To get past that point, at least temporarily, let's assume for the
sake of discussion that the N outcomes do occur in reality with equal
probability, so that the random classifier as Mary has stipulated it
would agree with my frame of comparison.

The main point to be made is that the expedient of recording only the
rightness or wrongness of a classifier's output leads only to a 2xN
tabulation of results, not a 2x2 tabulation.  The confusion matrix
presumes that the "real" situation is binary, and that the truth (or
falsity) of the classifier can then be equated to "true positive" or
"true negative" (resp. "false positive" or "false negative").

Suppose the "real" outcomes are A, B, or C as in the illustration.  We
could indeed summarize a classifiers results (on a suitably broad test
set) as:

  True A   True B   True C
  False A  False B  False C

By further restricting attention to cases as A or non-A, we could summarize as:

  True A   True non-A
  False A  False non-A

Even if we correctly simulate the proper frequencies of A,B,C in our
test data, it is hard to avoid the prospective conclusion that we are
throwing away information about the classifier's performance by
restricting attention in this way to A vs. non-A discrimination.

Perhaps this is precisely what Mary wants to do here, and I'm game to
provide the necessary formulas from probability to link the NxN
matrices to 2x2 matrices under then appropriate simplifying
assumptions.  I just thought it best to drag out the rationale (or at
least the enthusiasm!) for doing so.

regards, mathtalk-ga

Hi mathtalk, nice to hear from you again. 

> a statistic which attempts to "compare"
all classifiers needs to take into account the underlying
probabilities of the actual outcomes 

They are unknown... All we know is the number of examples 
of such a class in our training dataset. This can be used as 
a substitution, I guess. 

I'm actually trying to write this comparison function, here's 
the justification: 

Any N-classes classification problem can be transformed into several
2-classes problems. When the classes can't be ordered this is usually
done by classifying one class vs. the N-1others, and repeating the
process for each class, but there are many other, dataset-dependent,
possibilities. When the classes can be ordered, even if the order is
empirical, it is usually done by classifying the top-most class vs.
the others, then the two top-most classes together vs. the others,
etc. It is quite possible that the classifier which worked best on the
original dataset won't be the same as the one which gets the best
results on the two-classes problems.

There are several reasons why someone would do that. A researcher may
wish to experiment with several classifiers on a 3-class-values
dataset while one of these classifiers is only built to handle
2-class-values problems. A data miner may wish to focus upon a
particular class. A user may find large trees difficult to read and so
reduce the number of class values in order to reduce the size of the
induced decision tree. Supposing he were using C4.5 on the iris
dataset, he would notice that grouping the virginicas with the
versicolors reduced the number of leaves from 5 to 2 and increase the
accuracy from 96% to 99%, and he would then wonder which tree was
?best?.

Anybody presenting this kind of results now ends up saying something
like "on the two-classes problems the average accuracy was 81%, while
on the 5-classes problems it was only 75%. Of course, a 5-classes
problem is intrisically more difficult than a two-classes problem".
But he can't say on which dataset his classifier worked best while
taking into account this increased difficulty, which is a bit
unsatisfying for him (and for his audience too, if they notice).

As you noticed, this has been bugging me for a while. I used rincewind's 
formula to compare accuracies, but if want to go any further I need a way 
to reduce an NxN confusion matrix into a 2x2 confusion matrix, because 
many measures of classifier performance are based upon formulas with TP, 
TN, FP and FN. 

Let us then consider class A vs. the others. 

Now, using frequencies (these numbers over the total number of examples), 
I can use Rincewind's formula to know TP + TN (= the accuracy on 2 classes). 
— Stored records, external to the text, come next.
PR #2423, opened 2026-03-25
fix: worktree health check walks parent dirs for monorepo support

### LINKED ISSUE #2347: auto-mode: worktree health check falsely rejects monorepos before execute-task dispatch
## Problem
After planning completed, `/gsd next` stopped before dispatching `execute-task/M003-82eq9u/S01/T01` with:

`Worktree health check failed: .gsd/worktrees/M003-82eq9u has no recognized project files — refusing to dispatch execute-task M003-82eq9u/S01/T01`

The worktree was valid and contained real project files, but only under first-level subdirectories (monorepo / split backend+frontend layout), not at the repository root.

## Root Cause
The pre-dispatch worktree health gate in `auto/phases.js:559-575` only checks for:
- `.git` at the worktree root
- root-level entries from `PROJECT_FILES`
- a root-level `src/` directory

That logic is too shallow for monorepos and split layouts where markers live under first-level directories.

Problematic code:

```js
// auto/phases.js:559-575
const hasProjectFile = PROJECT_FILES.some((f) => deps.existsSync(join(s.basePath, f)));
const hasSrcDir = deps.existsSync(join(s.basePath, "src"));
if (!hasProjectFile && !hasSrcDir) {
  const msg = `Worktree health check failed: ${s.basePath} has no recognized project files — refusing to dispatch ${unitType} ${unitId}`;
  await deps.stopAuto(ctx, pi, msg);
  return { action: "break", reason: "worktree-invalid" };
}
```

The marker set comes from `detection.js:14-44`:

```js
export const PROJECT_FILES = [
  "package.json",
  "Cargo.toml",
  "go.mod",
  "pyproject.toml",
  ...
];
```

This means a healthy worktree is rejected whenever the repository root does not itself contain one of those markers or `src/`, even if the repo is a normal multi-project layout and the worktree is otherwise fine.

## Expected Behavior
The worktree health gate should validate that the worktree is usable, not that the repository root looks like a single-package app.

Concrete fix suggestion:
1. Extract the check into a helper such as `hasRecognizedProjectContent(basePath)`.
2. Keep the existing `.git` check.
3. If no root-level marker is found, scan first-level subdirectories for `PROJECT_FILES` or `src/`.
4. As a final fallback, treat the worktree as valid when `git ls-files .` shows tracked files outside `.gsd/`.
5. Use that helper from `auto/phases.js` instead of the current root-only heuristic.

That preserves the original protection against empty/broken worktrees while avoiding false negatives on monorepos.

## Environment
- GSD version: 2.43.0
- Model: gpt-5.4
- Unit: `execute-task/M003-82eq9u/S01/T01`

## Reproduction Context
- Phase: post-planning, first `/gsd next` into execution
- Milestone: `M003-82eq9u`
- Slice: `S01`
- Worktree isolation was active

## Forensic Evidence
- Dispatch target resolved normally in `auto-dispatch.js:353-367` (`executing → execute-task`).
- Worktree entry was successful via `auto-start.js:351-376` and `worktree-resolver.js:87-104`.
- Failure happened only at `execute-task` dispatch time because the guard in `auto/phases.js:559-575` only runs for `unitType === "execute-task"`.
- The forensic report recorded the exact stop message against `.gsd/worktrees/M003-82eq9u`.
- In the affected repo shape, project markers existed under first-level directories (for example `backend/pyproject.toml`, `frontend/package.json`, `frontend/src`) rather than at the worktree root.

---

trek-e:
## Summary
- The worktree health check in `auto/phases.ts` only checked for project markers (`package.json`, `Cargo.toml`, etc.) directly in `s.basePath`. In monorepos where these files live in a parent directory, the check falsely rejected the worktree as invalid.
- Now walks up parent directories (using `dirname`) until the filesystem root, looking for project markers before falling back to the greenfield warning.
- Added `dirname` and `parse` to the `node:path` import.

Fixes #2347

## Test plan
- [x] Added `worktree-health-monorepo.test.ts` verifying the parent-directory walk pattern exists in source
- [x] Existing `worktree-health.test.ts` still passes (no regression)

### DIFF
--- a/src/resources/extensions/gsd/auto/phases.ts
+++ b/src/resources/extensions/gsd/auto/phases.ts
@@ -27,7 +27,7 @@ import { debugLog } from "../debug-logger.js";
 import { gsdRoot } from "../paths.js";
 import { atomicWriteSync } from "../atomic-write.js";
 import { PROJECT_FILES } from "../detection.js";
-import { join } from "node:path";
+import { join, dirname, parse as parsePath } from "node:path";
 
 // ─── generateMilestoneReport ──────────────────────────────────────────────────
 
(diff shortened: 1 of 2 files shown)


trek-e:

Value of the accuracy on the original 3-classes problem = "Acc3".
Value of the corresponding accuracy on the 2-classes problem = "Acc2".

To be consistent, the error must of course be 1 ? the accuracy, 
so (FP + FN) = 1 - Acc2. 

The contribution of class A towards accuracy should be scaled:
TP = AA * Acc2 / Acc3 and TN = Acc2 ? TP.

The proportion of examples of class A vs. the total number of examples
should not be modified. This is a descriptor of the data set, not a
classifier result.

So TP + FN = AA + AB + AC -> FN = AA + AB + AC ? TP
Finally, the sum of frequencies being 1,
FP = 1 ? (TP + TN + FN). 

This is as far as I got, BUT how on earth does this correspond to multinomial 
probabilities??? 

You see, I can understand Rincewind's formula, but I don't understand 
yours. I mean, I can use it, but I wouldn't know how to derive it. 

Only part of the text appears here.